Сe 22 mai 2013, l’armée Syrienne semble en passe de remporter une bataille locale importante, en reprenant le contrôle d’un des principaux bastions de l’opposition, la ville de Qousseir. Cette victoire militaire, qui devrait être confirmée dans les jours qui viennent, arriverait alors que l’État Syrien a repris le contrôle de plusieurs dizaines de localités ces dernières semaines.

Cette chute de Qousseir, qui résiste au régime depuis plus d’un an, serait stratégique pour l’État Syrien et lui permettrait de couper la principale route d’approvisionnement des rebelles dans le centre de la Syrie. L’armée Syrienne devrait ensuite vraisemblablement concentrer ses forces sur Homs, ville que près de 80.000 chrétiens ont fui depuis le début de la guerre et ainsi plausiblement reprendre le contrôle du centre du pays.
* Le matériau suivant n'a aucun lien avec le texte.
PR #900, opened 2020-06-05
Add Somatic Concordance Graph

dufeiyu:
There is a need to make plot/graph of somatic concordance cwl outputs. This PR is to add the step of plot_output to the workflow. 

Refer to https://jira.ris.wustl.edu/browse/CI-481

### DIFF
--- a/definitions/tools/somatic_concordance_graph.cwl
+++ b/definitions/tools/somatic_concordance_graph.cwl
@@ -1,0 +1,74 @@
+#!/usr/bin/env cwl-runner
+
+cwlVersion: v1.0
+class: CommandLineTool
+label: "Generate somatic concordance report graph"
+baseCommand: ["/usr/local/bin/Rscript", "somatic_concordance_graph.R"]
+requirements:
+    - class: DockerRequirement
+      dockerPull: "registry.gsc.wustl.edu/mgi-cle/somatic-concordance-report:v1"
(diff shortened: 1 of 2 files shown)


definitions/tools/somatic_concordance_graph.cwl
```diff
@@ -0,0 +1,74 @@
+#!/usr/bin/env cwl-runner
+
+cwlVersion: v1.0
+class: CommandLineTool
+label: "Generate somatic concordance report graph"
+baseCommand: ["/usr/local/bin/Rscript", "somatic_concordance_graph.R"]
+requirements:
+    - class: DockerRequirement
+      dockerPull: "registry.gsc.wustl.edu/mgi-cle/somatic-concordance-report:v1"
```
tmooney, line 9: Is there anything in this image that prevents it from being released publicly?

dufeiyu: Not really. This local registry has several pre-installed R libraries and the R script so we can manually run the script. This is very specific for cle group purpose and probably is not much useful outside of cle.

tmooney: Yeah, I don't know who might want to use this tool or workflow.  In the absence of reasons to do otherwise [like licensing restrictions or protected information], I have a bias towards keeping the contents of this repo functional for external users.

PR #908, opened 2020-07-14
Add Flexbar to Sequence Alignment Step

tmooney:
In this version only two options are exposed.  I suspect it'd be good to support all the options seen in the RNA version of trimming (and possibly to harmonize the two approaches to passing trimming parameters!) in order to add this to `immuno.cwl` as well:
https://github.com/genome/analysis-workflows/blob/700e73aaed6db1ad538dd27b2e1709f436ad3edb/definitions/pipelines/immuno.cwl#L32-L41
I thought it better to introduce this first and then tackle that as a separate step.

This is part of genome/covid-19#8 and should support the options currently required by that issue.

### DIFF
--- a/definitions/tools/sequence_align_and_tag.cwl
+++ b/definitions/tools/sequence_align_and_tag.cwl
@@ -9,11 +9,13 @@ requirements:
     - class: SchemaDefRequirement
       types:
           - $import: ../types/sequence_data.yml
+          - $import: ../types/trimming_options.yml
     - class: ResourceRequirement
       coresMin: 8
       ramMin: 20000
+    - class: InlineJavascriptRequirement
     - class: DockerRequirement
-      dockerPull: "mgibio/alignment_helper-cwl:1.0.0"
+      dockerPull: "mgibio/alignment_helper-cwl:1.1.0"
     - class: InitialWorkDirRequirement
       listing:
       - entryname: 'sequence_alignment_helper.sh'
@@ -22,7 +24,7 @@ requirements:
             set -o errexit
             set -o nounset
 
-            while getopts "b:?1:?2:?g:r:n:" opt; do
+            while getopts "b:?1:?2:?g:r:n:t:?o:?" opt; do
                 case "$opt" in
                     b)
                         MODE=bam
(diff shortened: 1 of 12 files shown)


definitions/tools/sequence_align_and_tag.cwl
```diff
@@ -9,11 +9,13 @@ requirements:
...
       types:
           - $import: ../types/sequence_data.yml
+          - $import: ../types/trimming_options.yml
     - class: ResourceRequirement
       coresMin: 8
       ramMin: 20000
+    - class: InlineJavascriptRequirement
     - class: DockerRequirement
-      dockerPull: "mgibio/alignment_helper-cwl:1.0.0"
+      dockerPull: "mgibio/alignment_helper-cwl:1.1.0"
```
dufeiyu, line 18: Assume this version of image will have latest flexbar installed and a PR will be created for it.

definitions/tools/sequence_align_and_tag.cwl
```diff
@@ -45,14 +47,31 @@ requirements:
...
+                        ;;
                 esac
             done
 
             if [[ "$MODE" == 'fastq' ]]; then
-                /usr/local/bin/bwa mem -K 100000000 -t "$NTHREADS" -Y -R "$READGROUP" "$REFERENCE" "$FASTQ1" "$FASTQ2" | /usr/local/bin/samblaster -a --addMateTags | /opt/samtools/bin/samtools view -b -S /dev/stdin
+                if [[ -z \${TRIMMING_ADAPTERS-} || -z \${TRIMMING_ADAPTER_MIN_OVERLAP-} ]]; then
+                    /usr/local/bin/bwa mem -K 100000000 -t "$NTHREADS" -Y -R "$READGROUP" "$REFERENCE" "$FASTQ1" "$FASTQ2" | /usr/local/bin/samblaster -a --addMateTags | /opt/samtools/bin/samtools view -b -S /dev/stdin
+                else
+                    /opt/flexbar/flexbar --adapters "$TRIMMING_ADAPTERS" --reads "FASTQ1" --reads2 "$FASTQ2" --adapter-trim-end LTAIL --adapter-min-overlap "$TRIMMING_ADAPTER_MIN_OVERLAP" --adapter-error-rate 0.1 --max-uncalled 300 --stdout-reads \
```
dufeiyu, line 63: Just wanna make sure two hardcoded parameters "--adapter-error-rate 0.1" and "--max-uncalled 300" are the optimized ones for most cases.

definitions/tools/sequence_align_and_tag.cwl
tmooney: It was added in genome/docker-alignment_helper-cwl#1.  I created the new release branch from master after that PR was merged.

dufeiyu: 👍  You are right. I didn't check it.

On peut imaginer qu’ensuite, le régime décide d’en finir avec Alep et lance un assaut décisif pour reprendre cette ville partiellement aux mains des rebelles, réduisant ainsi à néant toute possibilité pour ces derniers d’en faire un bastion du nord, pourquoi pas même la pré-capitale d’une région indépendante du nord. Le régime Syrien avait du reste lui-même qualifié la bataille d’Alep, qui a commencé en juillet 2012, de mère des batailles.

Ce faisant, le régime resterait sur la tactique qui est la sienne depuis le début du conflit, c’est à dire garder le contrôle des villes et refouler les rebelles dans les campagnes, les empêchant ainsi d’exercer tout contrôle politique.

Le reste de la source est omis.